Other news coming out of the blue bird app this week saw the announcement of a moderation research consortium in early 2022 to "expand transparency about our content moderation decisions". Membership of the consortium will be first offered to the 200 researchers that already have access to Twitter's hashed operational datasets with other global experts being invited to study governance issues on the platform soon.

India's Twitter clone, Koo, announced this week that it will partner with the Central Institute of Indian Languages (CIIL) to produce a corpus of expressions "that are considered offensive or sensitive across 22 languages". The list of words, phrases, abbreviations, and acronyms will be used across to make its products safer, according to reports.

👥 People - folks changing the future of moderation

I have a huge amount of respect for the people working at platforms tasked with making calls on offending content. I don't envy the power they hold but I do really like hearing from them about how they dealt with responsibility.

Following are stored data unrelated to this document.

PR #1808, opened 2026-09-08
Add station water tank capability for T50 Max Pro Omni

djbill99-hue:
## Proposed change

Add an explicit station water-tank capability so integrations can distinguish docks with known water-tank fault support from auto-empty-only stations.

The new optional `CapabilityStationWaterTank` marker is exposed through `CapabilityStation.water_tank`. It is enabled for the shared T50 Max Pro Omni hardware definition used by `cuoipb`, where clean-water and dirty-water tank faults have been verified.

The existing `ErrorEvent` capability and refresh commands remain unchanged. This is a support marker only; it does not introduce a new event source or guarantee continuous tank-level reporting.

## Motivation

Home Assistant PR home-assistant/core#181667 adds actionable binary sensors for dock water-tank faults. The initial implementation exposed those sensors on devices that have generic error, station, and robot water capabilities but lack clean/dirty dock tanks.

An explicit capability allows Home Assistant to gate the sensors correctly without maintaining model allow-lists or inferring tank support from unrelated capabilities.

## Verification

* Verified on T50 Max Pro Omni hardware class `cuoipb`:

  * Error `322`: clean-water tank empty or not installed.
  * Error `323`: dirty-water tank full or not installed.
* Added tests confirming the marker is present for `cuoipb` and absent for `qhe2o2`, `yna5xi`, and `5xu9h3`.
* Confirmed `ErrorEvent` refresh commands remain `[GetError()]`.
* Full hardware test file: 11 passed.
* Pre-commit checks, including Ruff and mypy, passed.

## Related PR

* Home Assistant Core: https://github.com/home-assistant/core/pull/181667

### DIFF
--- a/deebot_client/capabilities.py
+++ b/deebot_client/capabilities.py
@@ -231,11 +231,6 @@ class CapabilitySettings:
     volume: CapabilitySet[VolumeEvent, [int]] | None = None
 
 
-@dataclass(frozen=True)
-class CapabilityStationWaterTank:
-    """Capabilities for station water tanks."""
-
-
 @dataclass(frozen=True, kw_only=True)
 class CapabilityStation:
     """Capabilities for the station."""
@@ -247,7 +242,7 @@ class CapabilityStation:
         auto_empty.Frequency,
     ]
     state: CapabilityEvent[StationEvent]
-    water_tank: CapabilityStationWaterTank | None = None
+    water_tank: CapabilityEvent[ErrorEvent] | None = None
 
 
 @dataclass(frozen=True, kw_only=True)
--- a/deebot_client/capabilities.py
+++ b/deebot_client/capabilities.py
@@ -231,6 +231,11 @@ class CapabilitySettings:
     volume: CapabilitySet[VolumeEvent, [int]] | None = None
 
 
+@dataclass(frozen=True)
+class CapabilityStationWaterTank:
+    """Capabilities for station water tanks."""
+
+
 @dataclass(frozen=True, kw_only=True)
 class CapabilityStation:
     """Capabilities for the station."""
@@ -242,6 +247,7 @@ class CapabilityStation:
         auto_empty.Frequency,
     ]
     state: CapabilityEvent[StationEvent]
+    water_tank: CapabilityStationWaterTank | None = None
 
 
 @dataclass(frozen=True, kw_only=True)
--- a/deebot_client/hardware/c8rj4y.py
+++ b/deebot_client/hardware/c8rj4y.py
@@ -18,7 +18,6 @@ from deebot_client.capabilities import (
     CapabilitySettings,
     CapabilitySetTypes,
     CapabilityStation,
-    CapabilityStationWaterTank,
     CapabilityStats,
     CapabilityWater,
     DeviceType,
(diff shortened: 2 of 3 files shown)


djbill99-hue:
@edenhaus When you have a chance, could you take a look at this? This capability is needed to correctly gate the water-tank sensors in home-assistant/core#181667; the current Core-side capability heuristic also matches auto-empty-only docks. The PR is intentionally small and keeps the existing ErrorEvent handling unchanged. Thanks!

deebot_client/capabilities.py
```diff
@@ -231,6 +231,11 @@ class CapabilitySettings:
     volume: CapabilitySet[VolumeEvent, [int]] | None = None
 
 
+@dataclass(frozen=True)
+class CapabilityStationWaterTank:
```
edenhaus: This is an empty class.. Looks strange
Are you sure that empty class is intentional?

How do we check for this capability?

djbill99-hue: Yes, the empty class was intentional as a support marker, with consumers checking station.water_tank is not None. I agree that an empty capability class is awkward, though. I’ll change this to an optional CapabilityEvent[ErrorEvent] on CapabilityStation and set it to CapabilityEvent(ErrorEvent, [GetError()]) for the verified T50 hardware. That keeps it consistent with the existing capability model, gives the field meaningful behavior, and consumers can still check whether station.water_tank is present.

nau-tic:
Thanks — an explicit marker is the right call, and I don't want to complicate it. I'm
flagging one device where the ErrorEvent 322/323 path can't fire, so it would be missed
by both this marker and the sensors in home-assistant/core#181667.

Device: DEEBOT X1 OMNI — class `1vxt52`, model `EINSTEIN_INT`, UILogicId `t10_ww_n_omni`.

What it reports (single session, 2026-09-13):

| Source                                   | Value while the clean tank was low |
|------------------------------------------|------------------------------------|
| onStationState -> content.error          | [301, 314]                         |
| getError (the ErrorEvent source)         | [0] — no error                     |

301 is already in ERROR_CODES as "FreshWaterBox empty". 314 is "module not installed",
which is expected on this tank-only model and is not a fault. The same content.error
field is present on the getStationState poll response.

Why the current approach misses it: this unit reports the clean-tank-low condition on
the station state, not through ErrorEvent. A gate on ErrorEvent codes 322/323 therefore
never fires for it, even though the fault is real. Marking `1vxt52` as water-tank-capable
alone would not fix that, because the HA sensor still reads ErrorEvent, which stays 0.

The library also drops the signal today: OnStationState (messages/json/station_state.py)
reads only state/type/motionState and discards content.error.

Proposal — model station-state errors as their own event, separate from ErrorEvent:

1. Add a StationErrorEvent carrying the code tuple, notified from the existing
   OnStationState handler. GetStationState subclasses OnStationState, so one event covers
   both the poll response and the push.
2. Leave ErrorEvent untouched. The HA tank sensors then accept either source: ErrorEvent
   322/323 for docks that use it, station-state 301/302 for docks like this one.

The alternative is to notify ErrorEvent from OnStationState for known tank codes. That
needs no HA change, but it mixes station state into the robot-error entity and changes
what the generic error sensor means — I'd rather not unless you prefer it.

Question: which would you prefer for docks that report tanks on the station state — a
separate station-state error event (my preference), or folding the codes into ErrorEvent?
I have the StationErrorEvent implementation ready and can open it as its own PR with
tests, following the split-PR convention.

(The dirty-tank-full code on this unit is expected to be 302; I haven't captured it live
yet.)

djbill99-hue:
Thanks, this is a great data point. I agree a separate StationErrorEvent is preferable to folding station-state errors into ErrorEvent.

This also shows that the current water_tank: CapabilityEvent[ErrorEvent] shape in this PR is too source-specific. If the separate station error event is accepted, I can adjust this capability so it represents water-tank support without assuming the underlying event source.

I’ll hold off on further changes here until the preferred event model is confirmed.

PR #1763, opened 2026-08-17
Add support for DEEBOT T50 OMNI Gen3 (re9vhz)

xlr23:
Adds support for the DEEBOT T50 OMNI Gen3 (device class `re9vhz`, model `FARADAYS_SE_WHITE_GEN3_INT`), by symlinking to the existing T50 OMNI (`fd60kt`) capabilities file — same pattern as #1649 which added support for the T50 PRO OMNI Gen3 (`npwtuz`).

Closes #1694

PR #1809, opened 2026-09-09
Add support for DEEBOT X12 OmniCyclone Care Complete (vihhjp)

dzukero:
The API reports the "Care Complete" bundle variant of the DEEBOT X12
OmniCyclone with hardware class `vihhjp`, for which no module exists,
so the device is discarded during discovery:

    deebot_client.api_client: Device class "vihhjp" not recognized.

The plain X12 OmniCyclone (class `c4wu9j`) is already supported and
aliased to `fd60kt` (DEEBOT T50 OMNI). Both `c4wu9j` and `vihhjp`
report the identical `UILogicId` ("planckshcyc_ww_h_plancksh5") and
`materialNo` prefix ("110-L003-04xx"), differing only in the EU
"Care" bundle SKU — the same signal check_for_similar_models.py uses
to group models. Alias `vihhjp` to the same `fd60kt` implementation
via the repository's symlink convention.

Follows the same pattern as recent similar PRs (e.g. #1755, #1763).

🤖 Generated with [Claude Code](https://claude.com/claude-code)


edenhaus:
Did you verify that the vacuum is working? Will not add any AI generated stuff without proper testing as the history showed that assumptions of AI agents are sometimes completely wrong

dzukero:
> Did you verify that the vacuum is working? Will not add any AI generated stuff without proper testing as the history showed that assumptions of AI agents are sometimes completely wrong

Yes, and the assumptions were actually mine, I just had him do the PR :-)  I have two X12 OmniCyclones - one is c4wu9j (already supported) and this one - vihhjp which is identical with exception of the extra spare parts in the package.

edenhaus (approved):

PR #79, opened 2023-12-14
Suggestions

KerstenBreuer:
- avoids the factory pattern
- allows to configure only once at the top of the package
- no configuration needed for each module
- also works for code not written by us, such as third party libraries
- added example

Kept the original suggestion as is. Tests missing.

### DIFF
--- a/examples/log_example/log_example/some_module.py
+++ b/examples/log_example/log_example/some_module.py
@@ -1,0 +1,29 @@
+# Copyright 2021 - 2023 Universität Tübingen, DKFZ, EMBL, and Universität zu Köln
+# for the German Human Genome-Phenome Archive (GHGA)
+#
+# Licensed under the Apache License, Version 2.0 (the "License");
+# you may not use this file except in compliance with the License.
+# You may obtain a copy of the License at
+#
+#     http://www.apache.org/licenses/LICENSE-2.0
+#
+# Unless required by applicable law or agreed to in writing, software
+# distributed under the License is distributed on an "AS IS" BASIS,
+# WITHOUT WARRANTIES OR CONDITIONS OF ANY KIND, either express or implied.
+# See the License for the specific language governing permissions and
+# limitations under the License.
+#
+
+"""Some module"""
+
+import logging
+
+from hexkit.correlation import new_correlation_id, set_correlation_id
+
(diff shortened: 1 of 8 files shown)


src/hexkit/log.py
```diff
@@ -0,0 +1,159 @@
...
+        record.instance = self._service_instance_id
+        record.level = log_record["levelname"]
+        record.correlation_id = correlation_id_var.get(None)
+        record.details = extras
+        return super().handle(record)
+
+
+def configure_logging(*, logger: Logger, config: LoggingConfig):
+    """Set up logging"""
+    formatter = JsonFormatter()
```
TheByronHimes, line 152: `formatter = Formatter(config.log_format) if config.log_format else JsonFormatter()`
Or we can do 
`formatter = JsonFormatter(config.log_format)` and handle the logic in the JsonFormatter class (I think `super().format(record)`)

examples/log_example/log_example/some_module.py
```diff
@@ -0,0 +1,29 @@
...
+# See the License for the specific language governing permissions and
+# limitations under the License.
+#
+
+"""Some module"""
+
+import logging
+
+from hexkit.correlation import new_correlation_id, set_correlation_id
+
```
TheByronHimes, line 22: `from hexkit.log_tools import configure_logging`

examples/log_example/log_example/some_module.py
```diff
@@ -0,0 +1,29 @@
...
+logger = logging.getLogger(__name__)
+
```
TheByronHimes, line 24: configure_logging(logger, Config())

examples/log_example/log_example/some_module.py
```diff
@@ -0,0 +1,29 @@
...
+# distributed under the License is distributed on an "AS IS" BASIS,
+# WITHOUT WARRANTIES OR CONDITIONS OF ANY KIND, either express or implied.
+# See the License for the specific language governing permissions and
+# limitations under the License.
+#
+
+"""Some module"""
+
+import logging
+
```
TheByronHimes, line 20: `from my_service.config import Config`

TheByronHimes:
Thanks Kersten, I appreciate the constructive feedback. This is a clean improvement.

PR #80, opened 2023-12-18
Upgrade pytest-asyncio (GSI-534)

TheByronHimes:
Bumps pytest-asyncio to version 0.23.2 and removes the event_loop fixture. 
Instead of overriding the event loop, you now pass the 'scope' kwarg to @pytest.mark.asyncio when using non-function-scoped fixtures.


Cito (approved):
Looks good to me.

PR #85, opened 2023-12-22
fix to the latest template

KerstenBreuer:
regarding dev_install, list_outdated_dependencies, and pyproject generation.


TheByronHimes:
@KerstenBreuer The dockerfile in the root dir needs to be updated as well

TheByronHimes (approved):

One such person was Nicole Wong, who was Google's deputy general counsel between 2004 and 2011 and the person in charge of making decisions when users and governments raise complaints. She was known as "The Decider" at the company and, in this new podcast interview with Lawfare, explains what that was like (including having calls with colleagues around the world from 5am till way beyond my bedtime).

Wong went on to be Twitter’s legal director of products and the deputy chief technology officer of the United States under the Obama administration so she knows her stuff. Worth a listen.

🐦 Tweets of note

  • "This is a major stand against the realities of today's online content." - Spectrum Labs' Justin Davis reacts to recent news that Lush Cosmetics have quit four major social media platforms because they feel like "places no one should be encouraged to go.”
  • "Being recognized for my research on tackling violence and abuse against women online and many years of advocacy to improve online spaces for women really is an incredible feeling!" - Azmina Dhrodia, safety policy lead at Bumble, on a much-deserved accolade.
  • "Rough math suggests it would take 8000 years to just process all of this year's cases!" - Hashtag inventor Chris Messina is sceptical about the Oversight Board's mammoth case backlog mentioned in its Q3 transparency report.